Wouldn’t these people be better off if they were all poly? Isn’t that the hip new San Franciscan thing to do?The lesbians get a lot of play time in Little City, but they seem to be the Sunset to the city’s Mission. Anne is San Francisco’s gateway drug of the lesbians: she seduces unsuspecting women in cafes and her female art students and then tosses them when they get too comfortable. Her biggest fear? “I suddenly see myself as this aging lesbian,” she worries, “wearing Birkenstocks walking down a trail in Mendocino holding the liver-spotted hand of my lover.”

Compared to that Lothario, Kate is crazy. Throughout the movie, she talks to her off-camera psychiatrist. She foists herself on Adam and pleads for a baby. Spoiler alert, she ends up alone, on her psychiatrist’s couch and convinces herself that getting a dog will take care of the babylust. Meanwhile, the four straight people shack up appropriately with the understanding of long-term commitment. At least (and I should grant the movie this) Little City shows different lesbian personalities: the one who just wants to sleep around, the one who wants to settle down, and the one who tests the waters to see if she is or isn’t (she isn’t).

Wouldn’t these people be better off if they were all poly? Isn’t that the hip new San Franciscan thing to do? Kevin could bone Rebecca and Nina; Nina could knock socks with Adam…after all, the film posits that San Francisco is a city so much for singles that they mack on each other in church. You’d think that they’d learn to share the love, especially when they keep bumping into each other.
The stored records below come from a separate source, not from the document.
Issue #386, opened 2020-03-24
Error handling in blueprint.go


jrusz:
The returns in this function here: 
https://github.com/osbuild/osbuild-composer/blob/master/internal/blueprint/blueprint.go#L43 
are never called since you can't pass it a wrong `Blueprint` type. It's not possible to cover it with unit tests the way it's written now. 

I want to propose a change where those returns will be remove and `err` will be returned on the last line where it can be handled by the unit test. 

The `err` is used there twice and my first attempt is probably not the right solution to this so I'm looking forward to some comments. I can think of returning `err1` and `err2` but that might be something we don't want.

atodorov:
> The returns in this function here:
https://github.com/osbuild/osbuild-composer/blob/master/internal/blueprint/blueprint.go#L43
are never called since you can't pass it a wrong Blueprint type. It's not possible to cover it with unit tests the way it's written now.

In the case that passing invalid values isn't possible then you are looking at mocking. That is changing behavior of external dependencies. In this case `json.Marshall` is external to `DeepCopy`, which is the subject under test.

Rebecca, Kevin, and Nina are all part of the food and bar scene, so it’s no wonder they and their lovers run in the same circle. Even if they weren’t in the same industry, San Francisco is a tightly packed joint. Out of the United States’ major cities, ours ranks No. 2 as the most densely populated. New York leads the race, but that’s not surprising considering its population is over 10 times our own.

So, yes, comparatively, San Francisco is a little city with the same few people always around. If you play your cards right, then, all your friends will becomes your lovers and your lovers will become your friends. And friends of their lovers. And lovers of their lovers’ lovers. You get my point.

Little City is available on Netflix and Amazon.

Starring San Francisco is Appeal events editor, Christine Borden’s, take on the city’s cinematic past to illuminate today. Have a locally set film you’d like to see featured? Tell her at christine@sfappeal.com.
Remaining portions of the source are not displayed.